- **DATA RECORDS**:
PR #208, opened 2018-04-27
MH-12814 Manually Select And Upload Thumbnails

krinnewitz:
This patch adds a new tab "Thumbnail" to the video editor which provides
the following new functionality:

- Upload a new thumbnail
- Go back to the default thumbnail (extracted at fixed position)
- Extract a thumbnail from the video at the current playback position
- Show a preview of the thumbnail

All involved flavors and tags are configurable. The External API and
OAI-PMH channels are automatically updated when the thumbnail changes.
To update other channels, you have to use the 'publish' workflow.
Dual-stream videos are supported as well. However, the default thumbnail
is only created for one of the tracks.

To update the external API and OAI-PMH on-the-fly, new code was added to
replace media package elements without retracting and republishing the
whole media package.

This first version is a bit slow since it waits for all channels to be
updated. This may not be necessary and could probably be optimized further.

There already was an "Asset Upload" mechanism implemented in Opencast,
which already allowed to upload a new thumbnail. This was left untouched
and should still work.

Here are some screenshots of the new "Thumbnail" tab in the video editor:

Default Thumbnail in use:

thumbnails_default

Extracted thumbnail (single track):

thumbnails_from_single_track

Extracted thumbnail (dual track)

thumbnails_from_dual_track

Please note: This PR was rebased to include PR #193 since it is needed to access some thumbnail-related settings when running workflows. Please discuss any code regarding PR #193 by commenting on PR #193  instead of this one.

Also, due to a bug in develop, you won't be able to test publishing to engage, unless you manually merge-in PR #195.

This work is sponsored by SWITCH.

PR #259, opened 2018-05-23
MH-12916, Admin Interface Configuration Defaults

lkiesow:
This patch fixes the default configuration of the administrative user
interface.

### DIFF
--- a/etc/org.opencastproject.adminui.cfg
+++ b/etc/org.opencastproject.adminui.cfg
@@ -8,7 +8,8 @@
 # like 'presenter/preview', therefore 'preview' is the
 # recommended default value.
 #
-preview.subtype=preview
+# Default: preview
+#preview.subtype=preview
 
 # Flavor subtype that identifies waveform elements.
 #
@@ -16,7 +17,8 @@ preview.subtype=preview
 # like 'presenter/waveform', therefore 'waveform' is the
 # recommended default value.
 #
-waveform.subtype=waveform
+# Default: waveform
+#waveform.subtype=waveform
 
 # Flavor that identifies the existence of a smil cutting file.
 # Note that only recordings with such an element shows the
@@ -28,16 +30,17 @@ waveform.subtype=waveform
 # Has to be the same as <configuration key="target-smil-flavor">smil/cutting</configuration>
 # within a Workflow editor operation.
 #
-smil.catalog.flavor=smil/cutting
+# Default: smil/cutting
+#smil.catalog.flavor=smil/cutting
 
 # Tags which are set to the generated smil cutting catalog
-# by the video editor.
+# by the video editor. The value is a comma separated list.
 #
 # The default workflows will archive artifacts with the tag
-# "archive", therefore "archive" is the recommended
-# default value.
+# "archive", therefore "archive" is recommended.
 #
-smil.catalog.tags=archive
+# Default: archive
+#smil.catalog.tags=archive
 
 # Flavor that identifies the existence of silence catalogs. Note that
 # only recordings with such elements shows silence detection segments
@@ -47,4 +50,5 @@ smil.catalog.tags=archive
 # like 'presenter/silence', therefore '*/silence' is the
 # recommended default value.
 #
-smil.silence.flavor=*/silence
+# Default: */silence
+#smil.silence.flavor=*/silence
--- a/modules/admin-ui/src/main/java/org/opencastproject/adminui/impl/AdminUIConfiguration.java
+++ b/modules/admin-ui/src/main/java/org/opencastproject/adminui/impl/AdminUIConfiguration.java
@@ -46,7 +46,7 @@ public class AdminUIConfiguration implements ManagedService {
 
   private String previewSubtype = "preview";
   private String waveformSubtype = "waveform";
-  private Set<String> smilCatalogTagSet = new HashSet<String>();
+  private Set<String> smilCatalogTagSet = new HashSet<>();
   private MediaPackageElementFlavor smilCatalogFlavor = new MediaPackageElementFlavor("smil", "cutting");
   private MediaPackageElementFlavor smilSilenceFlavor = new MediaPackageElementFlavor("*", "silence");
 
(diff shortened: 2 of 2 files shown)


staubesv (approved):

staubesv:
Hi @lkiesow 

I was just about to adapt PR #208 to this change and found the following problem:
When changing the configuration at runtime, changing the log level to DEBUG (as this PR does) means that Opencast will not provide any feedback about the configuration change in the log...

.... so the admin doing the configuration change has to hope that Opencast actually did somehow react as he does not get any confirmation about the configuration being successfully being reloaded.

Also, it is not entirely clear what the values of the configuration will be as once a value has been explicitly set, unsetting it will not return to the default value but rather to whatever value was set last.

Seem from that operational point of view, it does not seem a good idea to change the log level to debug as for an operational system, it will be unclear what values are set (unless you restart Opencast which brings it in an defined state - if the default values are still correctly documented) and whether the configuration was reloaded successfully.

What do you think about this?


Update: Furthermore, a configuration change is an event relevant for operations. Think of analysis a problem based on logs - it is relevant to know that the configuration has changed.

lkiesow:
I would count as a bug that the configuration is not set to the default value. Though it is an old one and not introduced with this pull request. I can take a look at that anyway.

Your other argument does not make a lot of sense though:

- Running with your argument, you would need to actually log each any every change in Opencast. After all, how can you ever be certain that something is the state it should be if it's not logged ;-P That would be very confusing. This does also not only apply to the configuration. E.g., you would want to log all FFmpeg output (which is at debug log level right now). Otherwise, you wouldn't be able to identify that FFmpeg does not come with an encoder you want to use (just one example).
- If you suspect something is wrong, you can always set the log level to debug to get more information, but in a normal state these logs are unimportant.
- If you want to check your loaded configuration, you can check all of it using the Karaf console or the webconsole right now already. Hence, if you want to make sure the correct values are applied: You already can.
- Finally, you should be able to trust your configuration. If you can't because Opencast does something wrong, that's a bug. But we cannot log everything just because there could be a bug somewhere. Or, if you want to, you can set the global log level to trace :-)

staubesv:
Please don't forget that we are talking about the log level INFO which is usually quite verbose and presents daily business information rather than indicating errors.

My arguments for having configuration changes logged at log level INFOs would be:

- Configuration changes are relevant (actually, more relevant than most other INFO logs)
- Configuration changes happen rarely and therefore won't clutter the log anyway

As reducing the log level of configuration changes doesn't help much during Opencast is running (as configuration changes are rare), I assume you want a more compact log for the startup?

There is potential for more compact logging by just log one INFO message per component rather than one per configuration property which is indeed overkill.

@gregorydlogan We might want to add some guidelines to our dev guide considering the use of log levels to ensure that people use them consistently. Not a priority, but would be useful.

I'll bring the topic "log level" up in one of the next technical meetings.

lkiesow:
I don't want to have any configuration logged by default. It's just not helpful at all. I know my configuration. I can look it up in my configuration files which I should be able to trust. If not, that's definitely a bug.

If I suspect a bug related to Opencast not dealing with configuration properly, I can always check my runtime configuration. Either by setting the log level to debug or by looking at the actually loaded configuration e.g. in the web console which gives me *all* of the configuration for a managed OSGI service–which also means that no one can make a mistake in incorrect values, …

Honestly, if all of Opencast's configuration would be logged, no one would completely read through it to check that everything is correct. People may be using it for checking specific values if there is a problem which, as I mentioned before, is something you can already do.

@gregorydlogan, are you now also working for SWITCH? (Asking since @staubesv assigned work to you)

staubesv:
Thought some more about this: I think the information I would expect to see at log level INFO is the fact that a component has loaded its configuration (rather than the actual configuration values).

Considering pinging @gregorydlogan I thought it would be worth mentioning the idea of having a guide about log levels (in his role as QA manager)... simply forgot that @lkiesow is QA manager, too.

So the correct ping would be:

@gregorydlogan and @lkiesow: I think it would be helpful to have some guidelines considering the use of log levels. The motivation is quite similar like for code style guidelines: Ensuring consistent use of log levels and avoiding "toggling" of log levels as different people might adapt them to different values over time.

That is neither a priority nor an assignment of work - it is just a suggestion about something that I think might be useful for the Opencast development process.

lkiesow:
I was just confused, that's all :-D

So, your suggestion would be that all 145 (r/5.x) ManagedService implementations log an updated message? That's at least not the ~1k+ messages you would log if you log every configuration key. I'm still not convinced but I have a less strong opinion on that. Let's talk about it on Tuesday.

gregorydlogan:
@staubesv, what you're looking for is defined [here](https://docs.opencast.org/develop/developer/code-style/), although in many (most? all?) cases the logging was written without consulting those rules.  They got lost in the shuffle between the wiki and markdown, and I suspect most committers are not aware of them.  I'm fine with raising awareness of this though - it's definitely a technical debt/code smell.

I agree with @lkiesow that dropping the level makes sense.  I don't particularly like it - I prefer from an ops/user standpoint that Opencast make it clear when it changes/reloads from config, but in the grand scheme of things that doesn't matter much.  We almost need a level between DEBUG and INFO - OPS, where things like this can be logged without dumping the whole of ffmpeg's output :)  Maybe push the ffmpeg output down into TRACE?  Anyway, I'm fine with this as is.

staubesv:
> @staubesv, what you're looking for is defined here

Damn, forgot about that...

> although in many (most? all?) cases the logging was written without consulting those rules. 

Well, these rules are just not precise enough to really be helpful. Example of INFO:

> Information relevant to server administrators. Creating, updating, and deleting files should be logged here.

It very much depends on the point of view whether an information is relevant for a server administrator. For example, we don't seem to agree whether configuration changes are relevant for a server admin or not.
On the other hand, if we really would log all changes to all files, that might be quite a lot of log messages ;-)

So what we could do is to make this guide more precise on ad hoc basis.
For example, we could add explicit information for common cases as "what should be logged if a component reloads its configuration".

Let's bring this up on Tuesday and see what others say. If we agree on what should be logged in the "configuration reload" case, I can raise a PR to document this.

- **WHAT YOU SHOULD DO**:
The range runs from the line with "OAI-PMH channels are" up to and including the line with "thumbnails_from_dual_track" in the listing above; please write out exactly those lines and nothing more.

- **RESULT**:
OAI-PMH channels are automatically updated when the thumbnail changes.
To update other channels, you have to use the 'publish' workflow.
Dual-stream videos are supported as well. However, the default thumbnail
is only created for one of the tracks.

To update the external API and OAI-PMH on-the-fly, new code was added to
replace media package elements without retracting and republishing the
whole media package.

This first version is a bit slow since it waits for all channels to be
updated. This may not be necessary and could probably be optimized further.

There already was an "Asset Upload" mechanism implemented in Opencast,
which already allowed to upload a new thumbnail. This was left untouched
and should still work.

Here are some screenshots of the new "Thumbnail" tab in the video editor:

Default Thumbnail in use:

thumbnails_default

Extracted thumbnail (single track):

thumbnails_from_single_track

Extracted thumbnail (dual track)

thumbnails_from_dual_track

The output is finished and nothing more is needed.